Kosar writes with a compelling power about obsession, and has a quirky and open-minded approach which is refreshingly unjudgemental: her characters play sex games that are not politically correct; they love their guns with a deep passion. They develop complex choreographed drills to deal with any intruder; they know how to move around with their firearms. In fact, both John and Sam behave like addicts: when they ban guns in the house they suffer withdrawal symptoms. They stop having sex; they itch to get their weapons back. And this sense of emotional dependence gives the drama an edge-of-your-seat buzz.

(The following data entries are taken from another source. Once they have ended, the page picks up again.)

PR #1916, opened 2026-07-30
Expand the Makefile and route the CI build jobs through it

dannywillems:
The root Makefile held five convenience targets while CI repeated its own
swift and FFI commands inline, so reproducing a CI failure locally meant
reading the workflow and retyping the steps, and the two drifted. This expands
the Makefile to own every command the project needs and has the workflows call
the targets.

Mirrors zcash-android-wallet-sdk#2094. Independent of, and not stacked on, the
`proposal.proto` PR (#1915).

## Nine steps now run a target

- `swift.yml`: `ffi-macos`, `verify-ffi`, `configure-local-ffi`, `build`,
  `test-offline`
- `codeql.yml`: `ffi-macos`, `configure-local-ffi`, `resolve`, `build`

Each expands to exactly what the step ran before. The verbose build is
preserved via `make build SWIFT_BUILD_FLAGS=-v`, so CI keeps its full log while
a local `make build` stays quiet.

## Compatible with what was there

Every previous target name still works; `swift-build` is now an alias for
`build`. The additions are the standard set (`build`, `test`, `check`, `clean`,
`setup`, `info`) plus the FFI graph the workflows needed: `ffi-macos`
reproduces the CI step of building the macOS slice and assembling the
XCFramework around it, and `configure-local-ffi` points `Package.swift` at the
result. `BuildSupport/Makefile` remains the FFI build graph; the root targets
delegate to it with `$(MAKE) -C`.

## What is deliberately not converted

SwiftLint, zizmor and the CodeQL analysis step are GitHub Actions rather than
commands, so converting them would change what they do. A local `make lint` is
provided for SwiftLint. The FFI cache-key hashing and the release workflow
(`build-ffi.yml`, which already calls `Scripts/prepare-release.sh`) are also
left alone.

## Portability

Targets GNU Make **3.81**, the version macOS ships, so none of the 4.x-only
features are used. The `build` and `test` targets work anywhere SwiftPM does;
the `ffi-*` targets produce an Apple XCFramework, so they check for macOS via
`require-macos` and say so, rather than failing obscurely partway through a
cargo build.

## Verification

- 0 lines over 80 chars; parses under GNU Make 3.81; all targets register.
- `make info` ran for real and correctly reported Swift 6.2.3, cargo, the Xcode
  path, and that no XCFramework is built yet.
- `make help` renders; `require-macos` passes on macOS.
- Dry-ran each converted target and compared against the original step, e.g.
  `make build SWIFT_BUILD_FLAGS=-v` -> `swift build -v`, `test-offline` ->
  `swift test --filter OfflineTests`, `ffi-macos` -> `make -C BuildSupport
  macos` followed by the same three assembly commands.
- All five workflow files still parse with their jobs intact.

I did not run a full Xcode or FFI build, only verified the commands issued.

Based on `maint/v2.7.x`, matching the Android PR.

### DIFF
--- a/Makefile
+++ b/Makefile
@@ -1,39 +1,200 @@
-# Convenience development targets for this repository. Run from the repo root.
-# See BuildSupport/Makefile for the full FFI build graph.
+# Makefile for the Zcash Swift wallet SDK. Run from the repo root.
+#
+# Every command the project needs goes through a target here, so that local
+# runs and CI runs are identical: .github/workflows/ invokes these targets
+# rather than repeating the commands.
+#
+# Run `make help` for the target list, and `make info` for the resolved
+# toolchain.
+#
+# Layout
+# ------
+# The Rust FFI build graph lives in BuildSupport/Makefile; the ffi-* targets
+# here delegate to it and then assemble the XCFramework exactly as CI does.
+# The Swift package itself is built with SwiftPM from the repo root.
+#
+# Portability
+# -----------
+# Written for GNU Make 3.81, which is what macOS ships, so it avoids the
+# 4.x-only features (`!=`, `$(file ...)`, `.ONESHELL`). The swift build and
+# test targets work anywhere SwiftPM does; the ffi-* targets produce an Apple
+# XCFramework and therefore require macOS with Xcode, which they check for
+# rather than failing obscurely.
+
+SWIFT ?= swift
+CARGO ?= cargo
+BUILD_SUPPORT := BuildSupport
+SCRIPTS := Scripts
+
+# The XCFramework the Swift package links against when built locally.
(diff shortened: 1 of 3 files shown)


Makefile
```diff
@@ -1,39 +1,200 @@
...
+
+.PHONY: clean
+clean: ## Clean the SwiftPM build directory
+	$(SWIFT) package clean
 
-.PHONY: help init-ffi rebuild-ffi reset-ffi swift-build test-offline
+.PHONY: clean-all
+clean-all: clean clean-ffi ## Clean SwiftPM and FFI build artifacts
 
-help:
```
dannywillems, line 10: See the new implementation of help that builds the list at runtime.

Chlup (approved):
utACK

You never quite know what they will do next; you dread the accidents that might happen again. It’s a brilliantly tense play.

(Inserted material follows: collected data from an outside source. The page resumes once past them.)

Issue #327, opened 2021-04-14
Route : `tasks/:username` for getting tasks of user


sanyogita14:
Create new route `tasks/:username` for getting all tasks of a particular user when `username` provided as a parameter

bhk31:
I will work on this issue. Please assign it to me.

bhk31:
@swarajpure Are we good to close this?

PR #338, opened 2021-04-21
Members active tasks API

bhk31:
PR for API contract [click here](https://github.com/Real-Dev-Squad/website-api-contracts/pull/50)


controllers/tasks.js
```diff
@@ -43,6 +43,24 @@ const fetchTasks = async (req, res) => {
...
   }
 }
+
+const getTaskByUser = async (req, res) => {
+  try {
+    const { username } = req.params
+
+    if (username) {
+      const allTasks = await tasks.fetchAllTaskOfUser(username)
+      return res.json(allTasks)
```
sumitd94, line 53: let's restructure this response like
```javascript
return res.json({ message: 'tasks returned successfully', allTasks })
```

sumitd94 (changes requested):
Few changes requested please

models/tasks.js
```diff
@@ -127,8 +128,11 @@ const fetchUserTasks = async (username, statuses = []) => {
         .where('status', 'in', statuses)
         .get()
     } else {
-      tasksSnapshot = await tasksModel.where('participants', 'array-contains', userId)
-        .get()
+      if (hasUser === false) {
+        tasksSnapshot = await tasksModel.where('participants', 'array-contains', userId)
```
swarajpure, line 132: What is `hasUser`? 🤔

controllers/tasks.js
```diff
@@ -43,6 +43,27 @@ const fetchTasks = async (req, res) => {
     return res.boom.badImplementation('An internal server error occurred')
   }
 }
+
+const getUserTasks = async (req, res) => {
+  try {
+    const { username } = req.params
+
+    if (username) {
+      const allTasks = await tasks.fetchUserTasks(username, [], true)
```
swarajpure, line 52: Once we take `username` from query, we should find `userId` corresponding to the given `username` using existing functions from `utils/users.js`.

We are storing `userId` in DB and not `username`

routes/tasks.js
```diff
@@ -126,4 +126,6 @@ router.post('/', authenticate, authorizeOwner, createTask, tasks.addNewTask)
  */
 router.patch('/:id', authenticate, authorizeOwner, updateTask, tasks.updateTask)
 
+router.get('/:username', authenticate, tasks.getUserTasks)
```
swarajpure, line 129: Please add swagger docs. You can check other routes for more details

controllers/tasks.js
```diff
@@ -43,6 +43,27 @@ const fetchTasks = async (req, res) => {
     return res.boom.badImplementation('An internal server error occurred')
   }
 }
+
+const getUserTasks = async (req, res) => {
+  try {
```
swarajpure, line 48: JSDoc missing, please add

swarajpure (changes requested):
Requesting changes, please check. Also having some minor queries.

Welcome to backend 🎉 
Thank you! 😄

controllers/tasks.js
bhk31: We are fetching `userId`  in `fetchUserTasks` function. It was existing function.

models/tasks.js
bhk31: `fetchUserTasks` this function is used by multiple function Ex. `getSelfTasks` So added a parameter to that function just to identify the function is being called from API of `task:username`. As the API gives us the user so I added a parameter named `hasUser`.

swarajpure: I don't think it's required.  Even for getting self tasks, we can use `fetchUserTasks`. At the end it's job is to find tasks for a particular user. Getting self tasks would be a special case but we did not modify the function. What do you think?

controllers/tasks.js
swarajpure: No. You're passing `username` from here, how will the `fetchUserTasks` function know the corresponding userId accordingly by itself? 😅 
Just to make it clear, my `username` would be `swaraj` and my userId would be some random string generated by firestore and it would be unique and it won't change any time soon. My username may change, but the userId won't and hence we're using `userId` in the DB to store things.

controllers/tasks.js
```diff
@@ -43,6 +43,33 @@ const fetchTasks = async (req, res) => {
...
+ *
+ * @param req {Object} - Express request object
+ * @param res {Object} - Express response object
+ */
+const getUserTasks = async (req, res) => {
+  try {
+    const { username } = req.params
+
+    if (username) {
+      const allTasks = await tasks.fetchUserTasks(username, [], true)
```
swarajpure, line 58: We need to handle the case when the `username` provided is wrong. We should be returning 404 if I pass `obama` as username.
Please check this controller function:
https://github.com/Real-Dev-Squad/website-backend/blob/c32f177d61ccce9890b02d662be5c0031c20e71a/models/auctions.js#L146

And this model function:
https://github.com/Real-Dev-Squad/website-backend/blob/c32f177d61ccce9890b02d662be5c0031c20e71a/models/auctions.js#L146

By these two example functions, you'll get how to handle the wrong username case. Otherwise we'd get 5xx error on production which isn't something we want.

models/tasks.js
swarajpure: What the purpose of identifying from where the function was called? The model function's only is do database calls and return the requested data, it doesn't worry about who's calling those functions and from where. Let me know you think 😉

bhk31: Actually as per the discussion I had with @sumitd94 He said we need the tasks by assignee only. In self tasks it fetches tasks where user is in participant. If we want to include the taskd where user is in participant then we don't need `hasUser` We can move ahead with current implementation.

routes/tasks.js
```diff
@@ -126,4 +126,29 @@ router.post('/', authenticate, authorizeOwner, createTask, tasks.addNewTask)
...
+ *             schema:
+ *               $ref: '#/components/schemas/tasks'
+ *       500:
+ *         description: badImplementation
+ *         content:
+ *           application/json:
+ *             schema:
+ *               $ref: '#/components/schemas/errors/badImplementation'
+ */
+router.get('/:username', authenticate, tasks.getUserTasks)
```
swarajpure, line 152: This route will be used on the members page. It should NOT require authentication. If a recruiter comes to your page, do you expect them to be logged in, just to be able to view your tasks?

swarajpure (changes requested):
Please handle the case when username provided is wrong. We don't want to see 5xx errors on production just because we didn't handle a case 😅 

Also, please remove the authentication from this route. This is going to be a public route.

Good job at your first PR in backend 🥳

models/tasks.js
swarajpure: Now I get what you're trying to say
@sumitd94 need some clarifications here. Group tasks would have `participants` list, right? Don't we want those group tasks to show up on a members' page? I'm getting a bit confused here 😅 
Like the `/tasks` page on my-site, @sumitd94 and I made that page, shouldn't it show up on both of our contributions? 🤔 

cc: @ankushdharkar

routes/tasks.js
bhk31: I was not aware of where we will integrate this API in frontend. But yeah we don't need authentication. Will remove it.

models/tasks.js
```diff
@@ -112,10 +112,11 @@ const fetchTask = async (taskId) => {
  * @return {Promise<tasks|Array>}
  */
 
-const fetchUserTasks = async (username, statuses = []) => {
+const fetchUserTasks = async (username, statuses = [], hasUser = false) => {
   try {
     const { user } = await fetchUser({ username })
```
bhk31, line 117: A small suggestion @swarajpure and @sumitd94. Do we really need to fetch user object ? As we are using username entity of that object in whole function which we already have. We can directly call `userUtils.getUserId(username)` Let me  know if this is helpful/valid.

bhk31:
One more thing as I can see @ankushdharkar changed the PR title to **Members active tasks API**. So as per the current implementation I am fetching all the task of that user irrespective of status. Do we need only active tasks ?
@swarajpure @sumitd94

utils/users.js
```diff
@@ -8,8 +8,15 @@ const { fetchUser } = require('../models/users')
  */
 const getUserId = async (username) => {
   try {
-    const { user: { id } } = await fetchUser({ username })
-    return id
+    const user = await fetchUser({ username })
+
+    if (user.userExists) {
+      const { user: { id } } = user
```
ankushdharkar, line 14: Does this local const variable do anything?

controllers/tasks.js
```diff
@@ -43,6 +43,33 @@ const fetchTasks = async (req, res) => {
...
+    const allTasks = await tasks.fetchUserTasks(username)
+
+    if (allTasks) {
+      return res.json({
+        message: 'Tasks returned successfully!',
+        tasks: allTasks.length > 0 ? allTasks : []
+      })
+    }
+
+    return res.boom.notFound('User doesn\'t exist')
```
ankushdharkar, line 65: Why do we say that the user does not exist, when they simply don't have any tasks assigned to them?
We can have users without any tasks, right?

models/tasks.js
ankushdharkar: Great question @bhk31!
We should ideally use the util (which does also make a read request to get the user, but it can be sped up in future by caching)

ankushdharkar (changes requested):

controllers/tasks.js
```diff
@@ -43,6 +43,33 @@ const fetchTasks = async (req, res) => {
...
+ * @param res {Object} - Express response object
+ */
+const getUserTasks = async (req, res) => {
+  try {
+    const { username } = req.params
+    const allTasks = await tasks.fetchUserTasks(username)
+
+    if (allTasks === false) {
+      return res.boom.notFound('User doesn\'t exist')
+    }
```
swarajpure, line 60: This doesn't make much sense to me. Like how can `allTasks` be false? 😅 

More on this in `fetchUserTasks` function

utils/users.js
```diff
@@ -8,8 +8,13 @@ const { fetchUser } = require('../models/users')
...
   try {
-    const { user: { id } } = await fetchUser({ username })
-    return id
+    const user = await fetchUser({ username })
+
+    if (user.userExists) {
+      return user.user.id
+    } else {
+      return false
+    }
```
swarajpure, line 17: Could we use destructuring here?

```JS
const { userExists, user: { id } } = await fetchUser({ username })
```

Also, the return statements could be simplified with ternary operator:
```JS
return userExists ? id : false
```

What do you think which one is easy to read?

models/tasks.js
```diff
@@ -114,8 +113,12 @@ const fetchTask = async (taskId) => {
 
 const fetchUserTasks = async (username, statuses = []) => {
   try {
-    const { user } = await fetchUser({ username })
-    const userId = await userUtils.getUserId(user.username)
+    const userId = await userUtils.getUserId(username)
+
+    if (!userId) {
+      return false
+    }
```
swarajpure, line 120: We shouldn't just return false here, we saw how it looks when `fetchUserTasks` is called, right?

We could instead return an object:
```JS
return { userNotFound: true }
```

Now at the time of function call, we can write:
```JS
if (allTasks.userNotFound) {
  return res.boom.notFound('User doesn\'t exist')
}
```


Does it feel better?

swarajpure (changes requested):
Good job there!
Suggesting just some minor things to make the code easy to read.

Thank you! 😄

utils/users.js
bhk31: Actually @ankushdharkar previously [commented ](https://github.com/Real-Dev-Squad/website-backend/pull/338#discussion_r619690834). So I thought we can go ahead without destructuring.  As we are just returning the id. Let me know what to finalize.

swarajpure: To answer his question, yes, we're returning the const variable
He didn't say anything about the destructuring, did he? 🤔

bhk31: I answered it No and did the changes. As we are not using that `const` it anywhere in function further then why to store it in variable. 
I am ok with both the approach as it won't need much of changes. Just wanted to clarify why I did it.

bhk31:
Closes #327

routes/tasks.js
```diff
@@ -126,4 +126,35 @@ router.post('/', authenticate, authorizeOwner, createTask, tasks.addNewTask)
...
 
+/**
+ * @swagger
+ * /tasks/username:
+ *   get:
+ *     summary: Use to get all the tasks of the requested user
+ *     tags:
+ *       - Tasks
+ *     security:
+ *       - bearerAuth: []
```
sumitd94, line 137: is this required? we are not checking for authentication here

sumitd94 (changes requested):
One small change, post which we can merge this.

routes/tasks.js
swarajpure: Good catch @sumitd94!

swarajpure: Good catch @sumitd94!

sumitd94 (approved):
Thanks, for the changes, looks good to me

swarajpure (approved):
Looks good to me!

Congrats on your first PR in backend! 🥳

The playwright not only explores the experience of trauma, and the love of guns as symbols of power and safety, she also relates the abduction of Jessica to the current pervasive presence of digital media. Video images capture the 24-hour news cycle, and the media commentary is intensified by twitter and Facebook. Snapchat is mentioned. As the young teenager’s image appears everywhere, Sam becomes convinced that she will not survive. After all, her abductor must know that everyone is aware of her going missing and so will not be able to risk keeping her alive. In one of the creepier passages, Kosar has her characters imagine how the paedophile would relate to his victim. It is convincingly chilling.

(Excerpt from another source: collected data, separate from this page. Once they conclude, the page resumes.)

PR #339, opened 2021-04-24
Add authorization middleware based on roles

Cartmanishere:
On backend, some of the routes are only allowed to be called for certain sets of users.
For e.g
- Super user (a.k.a @ankushdharkar )
- App owners (as defined by the list of mockdata in the repo)

Instead of writing different middleware for authorization of each particular type of user, 
this PR aims to provide a unified way of setting authorization for any route.

This is based on the user object having `roles` information.

A user object will contain the roles information as follows:
```
{
  roles: {
    super_user: true/false,
            OR
    app_owner: true/false
  }
}
```

There is hierarchy of required roles. For e.g `superUser` has higher authority than `appOwner`. 
So any route which requires `appOwner` permission, can also be done by a `superUser`.

But a user with `app_owner` role cannot do a request which requires authorization of `superUser`.


middlewares/authorization.js
```diff
@@ -1,13 +1,56 @@
...
+ * for that route. Currently following roles are supported:
+ * - `authorizeUser('superUser')`
+ * - `authorizeUser('appOwner')`
+ * Note: This must be added on routes after the `authenticate` middleware.
+ * @param {String} requiredRole - The least role authority required for a route.
+ * @returns {Function} - A middleware function that authorizes given role.
+ */
+const authorizeUser = (requiredRole) => {
+  return (req, res, next) => {
+    let { roles } = req.userData
```
ankurnarkhede, line 40: Add default as `{}` if roles is `undefined`.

Kosar writes engagingly about unusual relationships: in this case the male rivalry between John and Scotty comes across as a miniature power game. Both are rivals for influence over, and attention from, the woman at the centre of the story. And they compete in advocating their own particular views: Scotty’s chilled and boyish enthusiasm for weapons and drugs contrasts with John’s more grown-up, and tight-assed, desire for the couple to cure itself of its addiction to, and love of, guns. And it really is love. Kosar shows how people caress guns, how they cradle them as if they were pets, how they enjoy the different sounds they make. At one point a bullet is an object of almost erotic sensuousness; at another it is a spy, a glittering eye, in the bedroom.

Armadillo is thrillingly written, its text brilliantly balancing lightness with profundity, fun with perversity, fear with self-help. Sara Joyce’s superbly stylish production is both emotionally strong and intellectually stimulating. On Jasmine Swan’s set, which includes a swimming pool as well as a living room and a bedroom, and trees and leaves, inside and outside, the cast of three — Michelle Fox (Sam), Mark Quartley (John) and Nima Taleghani (Scotty) — perform with impressive commitment and energy. Despite some rough and ready moments, the pleasurable result is greatly helped by the work of movement director James Berkery and video designer Ash J Woodward, whose fragmented and zappy images are projected on the set’s back wall. There’s a wonderfully odd, dream-like quality to many of the episodes, with day-glo lighting and a spacey version of “American Pie” as the soundtrack. Armadillo is not only imaginatively written, it is vigorously performed and amazingly staged.